The `Jarque–Bera (JB) test` is used to check whether data follow a normal distribution by looking at skewness and kurtosis. In this test, smaller values are desirable because they indicate the data are closer to being normally distributed. For example, a statistic around 1 suggests the data are reasonably consistent with normality. A very large value, such as 6,633,374, strongly signals that the data deviate from normality, often due to heavy tails or asymmetry. In rare cases, the statistic can be 0, which occurs if the data have exactly zero skewness and a normal level of kurtosis, or if the dataset has no variation at all.

In [None]:
print("Jarque-Bera test statistic for time returns:", int(stats.jarque_bera(time_returns)[0]))
print("Jarque-Bera test statistic for EIB tick returns:", int(stats.jarque_bera(ticks_EIB_returns)[0]))
print("Jarque-Bera test statistic for EIB volume returns:", int(stats.jarque_bera(volume_EIB_returns)[0]))
print("Jarque-Bera test statistic for EIB dollar returns:", int(stats.jarque_bera(dollars_EIB_returns)[0]))

#### Shapiro-Wilk Test

The `Shapiro–Wilk` test is a statistical method used to check whether a dataset follows a normal distribution. Unlike the Jarque–Bera test, which looks at skewness and kurtosis, the Shapiro–Wilk test directly compares the data to a perfectly normal shape. The test produces a statistic between 0 and 1, where values closer to 1 indicate the data are more consistent with normality. For example, a statistic of 0.98 would suggest the data are likely normal, while a much smaller value, such as 0.70, would indicate a strong departure from normality. The test also provides a p-value: if it is larger than 0.05, the data are considered roughly normal; if smaller, the data are unlikely to be normally distributed.

In [None]:
print("Shapiro-Wilk test statistic for time returns:", stats.shapiro(time_returns))
print("Shapiro-Wilk test statistic for EIB tick returns:", stats.shapiro(ticks_EIB_returns))
print("Shapiro-Wilk test statistic for EIB volume returns:", stats.shapiro(volume_EIB_returns))
print("Shapiro-Wilk test statistic for EIB dollar returns:", stats.shapiro(dollars_EIB_returns))

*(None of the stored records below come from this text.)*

PR #244, opened 2020-04-01
Improve responsiveness of map

### LINKED ISSUE #75: Make Map UI Responsive
Right now, the [map](https://map.reach4help.org/) works quite well for tablet devices, and some phones in landscape, but is not designed to work well for mobile devices in portrait (which is probably going to be the majority of our users, if we play our cards right)!

Right now we just display a message to users with particularly narrow screens..

I was thinking the best way to go about improving this was to change the layout below the "mobile width threshold" so that the **header** and **results** views act as drawers that slide in from the top and bottom respectively, a bit like the google maps android app.

I think for now we can just deal with having buttons to open and close the drawers, but we'll probably want to evolve this to allow users to touch and drag these drawers open / closed, that can be a v2 though.

The best way to do this would probably be to create a new component for the drawer, that we wrap the results and header in. We'll probably want to either integrate the current open / close functionality of the results in this new component, or make it style-less above the mobile threshold.

I'm of course open to other ideas regarding the responsiveness here :)

--------
### [ZenHub Information](https://app.zenhub.com/workspaces/reach4help-5e8dcbfb14ac087f410cbabb/issues/reach4help/reach4help/75)

**Belonging to Epics:**

* **[EPIC]** [[@isma-osy](https://github.com/isma-osy)] [#413 - Prepare MAP for Go-To-Market / Marketing strategy](https://github.com/reach4help/reach4help/issues/413)

s0:
Description
-----------

Leaving this PR open while I work on the responsive design for the map, to get deployments on netlify to test on my phone :)

Don't merge yet! But ideas and feedback welcome in this PR.

TODO:

* [ ] vertical card layout for small-width devices
* [x] collapsible drawer for medium / large width devices

Motivation
----------

Testing Guidelines
------------------

Try it on mobile and tablets etc...

Additional Notes
----------------

Related to #75

### DIFF
--- a/map/src/App.tsx
+++ b/map/src/App.tsx
@@ -30,6 +30,12 @@ interface State {
   searchInput: HTMLInputElement | null;
   addInstructionsOpen: boolean;
   fullScreen: boolean;
+  /**
+   * * open: (default) the results are open
+   * * closed: the results are closed
+   * * open-auto: the results are open because a point is selected
+   */
+  resultsMode: 'open' | 'closed' | 'open-auto';
 }
 
 class App extends React.Component<Props, State> {
@@ -43,6 +49,7 @@ class App extends React.Component<Props, State> {
       searchInput: null,
       addInstructionsOpen: false,
       fullScreen: false,
+      resultsMode: 'open',
     };
   }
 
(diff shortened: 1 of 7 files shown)


s0:
Mobile view is still not done yet, and I think that'll be a task that I finish tomorrow, but I think this PR has enough enhancements now that we should get this in as-is, and i'll add the other functionality tomorrow :)

So feel free to review now.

#### Kernel Density Estimate (KDE) plot

A `Kernel Density Estimate (KDE) plot` is a smooth curve that shows the probability distribution of a dataset. It can be thought of as a smoothed version of a histogram, where the peaks indicate where the data are most concentrated and the shape of the curve shows how the values are distributed. KDE plots are often used to visually assess whether data resemble a normal distribution or display skewness, heavy tails, or multiple peaks.

In [None]:
#Standardize Data 
time_standard = (time_returns - time_returns.mean()) / time_returns.std()
EIB_tick_standard = (ticks_EIB_returns - ticks_EIB_returns.mean()) / ticks_EIB_returns.std()
EIB_volume_standard = (volume_EIB_returns  - volume_EIB_returns.mean()) / volume_EIB_returns.std()
EIB_dollar_standard = (dollars_EIB_returns - dollars_EIB_returns.mean()) / dollars_EIB_returns.std()

In [None]:
#Distribution Plot
plt.figure(figsize=(16, 12))
sns.kdeplot(time_standard, label="Time", color="red")
sns.kdeplot(EIB_tick_standard, label="Tick", color="blue")
sns.kdeplot(EIB_volume_standard, label="Volume", color="green")
sns.kdeplot(EIB_dollar_standard, label="Dollar", color="purple", linestyle="-.")
sns.kdeplot(np.random.normal(size=1000000), label="Normal", linestyle="dotted")
plt.xticks(range(-4, +4))

#labels
plt.xlabel("Standardized Log Returns")
plt.ylabel("Density")
plt.title(
    'Partial Recovery of Normality for Expected Imbalance Bars',
    loc='center', 
)
plt.xlim(-5, 5)
plt.legend()
plt.show()

## Run Bars

### Tick Run Bars

In [None]:
tick_run_bars  = generate_information_driven_bars(run_bars="expected_dollar_imbalance_bars", 
                                                      wi=tick_runbars_params.wi, 
                                                      wn=tick_runbars_params.wn,
                                                      seed=tick_runbars_params.seed,
                                                      data=df_riskAI)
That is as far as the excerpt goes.